__Your assignment__. Among these entries, count the lines containing the word "default" and answer with only the number.

__Source information__.
PR #1350, opened 2023-09-19
feat: Support YAML as Package param

### LINKED ISSUE #581: `args` should be specifiable as YAML
### Background & motivation

It's really, really annoying that I can only pass in JSON, because it doesn't allow me to comment my args. This becomes especially painful for large params, like the eth2-package

### Desired behaviour

`kurtosis run . "$(cat /tmp/params.yml)"` will work as expected

victorcolombo:
## Description:

Add support for providing YAML instead of JSON in both SDK and CLI:
`kurtosis run github.com/kurtosis-tech/datastore-army-package 'num_datastores: 2 # THIS IS A COMMENT'`
YES

Closes https://github.com/kurtosis-tech/kurtosis/issues/581


cli/cli/commands/run/run.go
```diff
@@ -551,17 +552,21 @@ func getOrCreateEnclaveContext(
...
-		return stacktrace.Propagate(err, "Error validating args, likely because it is not a valid JSON.")
+	var jsonError error
+	if jsonError = json.Unmarshal([]byte(serializedArgs), &result); jsonError == nil {
+		return nil
 	}
-	return nil
+	if err := yaml.Unmarshal([]byte(serializedArgs), &result); err == nil {
+		return nil
+	}
+	return stacktrace.Propagate(jsonError, "Error validating args, likely because it is not a valid JSON or YAML.")
```
leoporoli: it's propagating `jsonError` but what happens if `err is also. != nil` could be confusing for users if both are != nil because we will printing only the error for the first one.

leoporoli (approved):

cli/cli/commands/run/run.go
victorcolombo: Done!

PR #1362, opened 2023-09-21
fix: Manually locate docker socket

### LINKED ISSUE #1140: `unix:///var/run/docker.sock` isn't found
### What's your CLI version?

0.81.9

On some user machines (unknown what exactly causes this), there's no symlink at `/var/run/docker.sock`, pointing to the actual socket in the user's home directory (`~/.docker/run/docker.sock`). I'm not sure what causes this, and I've only seen it twice so far, but it MIGHT be related to installing Docker without `sudo`.

The bad news is, this is a confusing and hard blocker for users (especially those unfamiliar with Docker). This would have been a blocker for a user onboarding I was doing if I didn't know what the problem was (letting me guide the user to creating the symlink).

### Desired behavior

Regardless of whether `/var/run/docker.sock` exists, Kurtosis Just Works

gbouv:
## Description:
Kurtosis tries to manually locate the docker daemon socket before falling back to docker default behavior. In descending order of preference, it will:
1. Use the manually set environment variable `DOCKER_HOST` (if not empty)
2. Use the system wide docker socket `/var/run/docker.sock` if it exists
3. Use the user docker socket `${HOME}/.docker/run/docker.sock` if it exists
4. Fallback to `docker.FromEnv` which was what we were doing before

Fixes #1140 

YES


container-engine-lib/lib/backend_impls/docker/docker_kurtosis_backend/backend_creator/backend_creator.go
```diff
@@ -73,10 +78,35 @@ func getLocalDockerKurtosisBackend(
 	optionalApiContainerModeArgs *APIContainerModeArgs,
 ) (backend_interface.KurtosisBackend, error) {
 	dockerClientOpts := []client.Opt{
-		client.FromEnv,
 		client.WithAPIVersionNegotiation(),
 	}
 
+	// If the DOCKER_HOST env variable is set, use it. Otherwise, try to locate the daemon socket. Otherwise, fall back
+	// to env variables as we were doing before
+	userHomeDir, err := os.UserHomeDir()
```
h4ck3rk3y, line 86: i wonder if we can look t his up after `client.EnvOverrideHost` and `systemDaemonSocket` have failed to yield a `dockerClientOpts`; as we don't use this otherwise and the debug line could be mis-leading

but the current way is definitely more readable

container-engine-lib/lib/backend_impls/docker/docker_kurtosis_backend/backend_creator/backend_creator.go
```diff
@@ -73,10 +78,35 @@ func getLocalDockerKurtosisBackend(
...
+	} else if _, err := os.Stat(userOwnedSocketPath); err == nil {
+		logrus.Debugf("Connecting to Docker daemon via unix socket '%s'", userOwnedSocketPath)
+		fullyQualifiedUnixSocket := fmt.Sprintf("%s%s", unixSocketPrefix, userOwnedSocketPath)
+		dockerClientOpts = append(dockerClientOpts, client.WithHost(fullyQualifiedUnixSocket))
+	} else {
+		logrus.Debugf("Unable to locate Docker daemon socket and '%s' environment variable wasn't set. Falling "+
+			"back to Docker's own way to connect to locally running daemon. If it fails, make sure docker is running "+
+			"locally and try setting '%s' to help Kurtosis connect to it.", client.EnvOverrideHost,
+			client.EnvOverrideHost)
+		dockerClientOpts = append(dockerClientOpts, client.FromEnv)
```
h4ck3rk3y, line 107: Trusting this has been discussed somewhere, but the previous default way is now the final fallback, so people who might have the above configured will get some different behavior than before maybe?

I suspect this is an extreme edge case and isn't much to worry about

h4ck3rk3y (approved):
Thanks @gbouv ! Its been a pleasure :)

container-engine-lib/lib/backend_impls/docker/docker_kurtosis_backend/backend_creator/backend_creator.go
gbouv: We don't throw if it returns an error, so technically it doesn't affect the code flow, and I find it more readable this way.

container-engine-lib/lib/backend_impls/docker/docker_kurtosis_backend/backend_creator/backend_creator.go
gbouv: I think it's the "new" expected behaviour yes, at least reading for the the associated tickets. Basically we is DOCKER_HOST is set, we want to use it in priority. Which I find also more comprehensive to users. If they made the effort of setting this env variable, it's probably for something and we should default to using it. I won't the here to roll back if this change causes issues, but I guess it's fairly small and can be reverted easily :)

PR #1364, opened 2023-09-21
fix: Relative import breaks for 'non-main branchs'

### LINKED ISSUE #1361: Relative import breaks for 'non-main branchs'
### What's your CLI version?

0.83.2

I modified the avalanche package to use relative locators, [here are the changes](https://github.com/kurtosis-tech/avalanche-package/compare/main...lporoli/local-absolute-locators), if we run this package locally it works but if we run the package using the “branch” it fails, it seems the relative import fails on this case. You can tes it by doing this `kurtosis run [github.com/kurtosis-tech/avalanche-package@lporoli/local-absolute-locators`

it’s the issue:
There was an error interpreting Starlark code 
```
Evaluation error: An error occurred while loading the module 'github.com/src/node_launcher.star'
        Caused by: The path 'github.com/src/node_launcher.star' needs to point to a specific file but it didn't. Users can only read or import specific files and not entire packages.
        at [github.com/kurtosis-tech/avalanche-package@lporoli/local-absolute-locators/main.star:1:30]: <toplevel>
        
Error encountered running Starlark code.
```

if you pay attention to this `github.com/src/node_launcher.star` it seems that the loader is removing the `/kurtosis-tech/avalanche-package` from the path.

### Desired behavior

kurtosis run `github.com/kurtosis-tech/avalanche-package@lporoli/local-absolute-locators` should work

leoporoli:
## Description:
Relative import breaks for 'non-main branchs'

NO

fix #1361


leoporoli:
@h4ck3rk3y don't forget this guy ;)

h4ck3rk3y:
@leoporoli it seems like the `build` is failing!!

h4ck3rk3y (approved):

__Answer section__. 3